PR #12933, opened 2025-12-05
Split EventPicker into Single and Multi

FinnIckler:
Screenshot 2025-12-05 at 16 41 26
The single event picker can even wrap!

### DIFF
--- a/next-frontend/src/components/EventSelector.tsx
+++ b/next-frontend/src/components/EventSelector.tsx
@@ -74,6 +74,7 @@ export function SingleEventSelector({
               colorPalette="green"
               disabled={disabled}
               value={eventId}
+              maxW="16"
             >
               <RadioCard.ItemHiddenInput />
               <RadioCard.ItemControl>
@@ -106,8 +107,6 @@ export function MultiEventSelector({
   wrap = false,
 }: MultiEventSelectorProps) {
   const { t } = useT();
-
-  const Container = wrap ? HStack : Wrap;
 
   return (
     <Tooltip
@@ -153,7 +152,11 @@ export function MultiEventSelector({
             )}
           </ButtonGroup>
         </Fieldset.Legend>
-        <Container>
+        <CheckboxGroup
+          disabled={disabled}
+          flexDirection="row"
+          flexWrap={wrap ? "wrap" : undefined}
+        >
           {eventList.map((eventId) => {
             const currentEventSelected = selectedEvents.includes(eventId);
             const currentEventDisabled = eventsDisabled.includes(eventId);
@@ -173,6 +176,7 @@ export function MultiEventSelector({
                 size={eventButtonsCompact ? "sm" : undefined}
                 checked={currentEventSelected}
                 onCheckedChange={() => onEventClick(eventId)}
+                maxW="16"
               >
                 <CheckboxCard.HiddenInput />
                 <CheckboxCard.Control>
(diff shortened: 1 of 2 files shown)


next-frontend/src/components/EventSelector.tsx
```diff
@@ -31,7 +34,53 @@ interface EventSelectorProps {
...
+  return (
+    <RadioCard.Root
+      disabled={disabled}
+      orientation="vertical"
+      align="center"
+      value={selectedEvent}
+      onValueChange={(e) => onEventClick(e.value ?? "")}
+    >
+      {title && <RadioCard.Label>{title}</RadioCard.Label>}
+      <Wrap>
```
gregorbg: I am torn between "Oh nice" and "Hm, this forces the developer into a wrap situation even if they don't want to".

next-frontend/src/components/EventSelector.tsx
```diff
@@ -7,13 +7,16 @@ import {
   CheckboxCard,
   CheckboxGroup,
   Fieldset,
+  HStack,
```
gregorbg: You have CI warnings 🙃

next-frontend/src/components/EventSelector.tsx
```diff
@@ -31,7 +34,53 @@ interface EventSelectorProps {
...
+  onEventClick,
+  disabled,
+}: SingleEventSelectorProps) {
+  return (
+    <RadioCard.Root
+      disabled={disabled}
+      orientation="vertical"
+      align="center"
+      value={selectedEvent}
+      onValueChange={(e) => onEventClick(e.value ?? "")}
```
gregorbg: What about `e.value!`? What are situations where you can provoke a radio selection to be `undefined`?

next-frontend/src/components/EventSelector.tsx
```diff
@@ -31,7 +34,53 @@ interface EventSelectorProps {
...
 }
 
-export default function EventSelector({
+interface SingleEventSelectorProps {
+  title: string;
+  eventList?: string[];
+  selectedEvent: string;
+  onEventClick: (eventId: string) => void;
+  disabled?: boolean;
+  eventButtonsCompact?: boolean;
```
gregorbg, line 44: You're defining this prop but never using it. Try using it with the radio control buttons.

FinnIckler:
you could use the justify prop to fix that

next-frontend/src/components/EventSelector.tsx
```diff
@@ -49,17 +50,22 @@ export function SingleEventSelector({
   selectedEvent,
   onEventClick,
   disabled,
+  eventButtonsCompact = false,
+  wrap = false,
 }: SingleEventSelectorProps) {
+  const Container = wrap ? Fragment : Wrap;
```
gregorbg: Why `Fragment` and not `HStack` like before?
Should this also apply to `MultiEventSelector`?

FinnIckler: Changed to `HStack`. For `MultiEventSelector` that would need to replace `CheckboxGroup`, which I think should just work?

gregorbg: Oh, interesting. It might be that it "just works", but `CheckboxGroup` still feels like the cleaner alternative. Can you see if `CheckboxGroup` reacts amicably to `flexWrap` or similar properties?

PR #12935, opened 2025-12-05
Fix link color readability on dark backgrounds

gregorbg:
Randomly composed a tone with Gemini.

## Before
image

## After
image


gregorbg:
Yes, that's a Chakra convention.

-----

Work task
Search the entries above for the word "false" and copy each line where it appears.

Response to this exercise
   wrap = false,
+  eventButtonsCompact = false,
+  wrap = false,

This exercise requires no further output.